CBD Capital Group brings cannabis and start-up experience and works closely with the brands they invest in. Before they invest in a company, though, the brand’s mission needs to be aligned with the group’s. While they add more brands under their umbrella and continue to grow them, they’re staying focused on their overall mission: helping the CBD entrepreneurs—and the industry—achieve its potential.

“It’s important to us that we understand the goals and the dreams of the entrepreneurs we work with. Our mission is to actually help CBD entrepreneurs achieve their dreams and positively impact the world. Everybody has financial goals, but we don’t want to work with people who are just in it to turn a profit and sell a company. For us it’s important the brands we work with are building a foundation and giving good jobs to employees.”

Garcia and CBD Capital Group hope their hands-on approach to investing through mentoring will not only lead to a 9-figure valuation of their portfolio by 2020, but creating competitive companies that will stand out from the field in the long-term. That’s why they’re looking for companies that are doing more than producing a great product. They’re acquiring companies who know how to build organic online traffic through SEO and run smart paid advertising campaigns.

Their first acquisition in April this year was Medix CBD, a manufacturer and supplier of high quality CBD products, including tinctures, gummies, and vape oil.

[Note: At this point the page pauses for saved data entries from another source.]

PR #2484, opened 2024-01-19
(towards #2062) Add Node.origin_string method to retrieve original filename and line number information

### LINKED ISSUE #2062: New node method to report where nodes come from
During my recent meetings I received some more than once the suggestion that we could improve the error messages, I think the problem is that we often just print the node (view()) causing the error but it difficult to know where it comes from.

In #1587 I proposed the `Node.debug_string()` to improve some error output, but in addition we could also introduce a `Node.origin_string()` which which could:
- for nodes that come from a source file and have a _ast link print:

For Medix CBD Founder Miguel Lozano, there were plenty of investors out there for his company, but the coaching and mentorship of CBD Capital Group stood out. “We are excited that instead of a traditional VC where we receive just capital, CCG is working alongside us to give us their expertise and an array of operational resources that will help scale much faster than our competitors. I know that similar to many other entrepreneurs, I’m not as well-versed in back-end resources like HR, payroll or supply chain management, and CCG is providing us with these resources while also coaching us as professionals to learn how to do these critical tasks ourselves.”

That’s the rub of excelling in the cannabis industry: there’s no model of excellence right now. It’s a fluid and shifting industry that didn’t really exist just a few years ago. And if you’ve got years of experience right now, it probably means you were operating in less-than-legal, not-so-regulated ways. Now that CBD and hemp and marijuana are—or are becoming—legal, these industries need to nail the big and small things they didn’t have to worry about before legalization. That’s where the coaching of CBD Capital Group and other similar investors can make a world of difference for many.

The key, Garcia told me, is that entrepreneurs have to be willing to learn. “You have to be willing to put in the work. And you have to be open to feedback. I would not be where I am today if it wasn’t for the coaches that I had along the way.”

Finding success in the ultra-competitive CBD industry may well come down to who has the best coaches backing them. From the changing regulatory landscape to the rapidly-evolving consumer understanding and tastes, the CBD industry isn’t going to be getting easier for small businesses in the near future.

Disclosure: I have no financial interest or positions in the aforementioned companies. This information is for educational purposes and does not constitute financial and/or legal advice.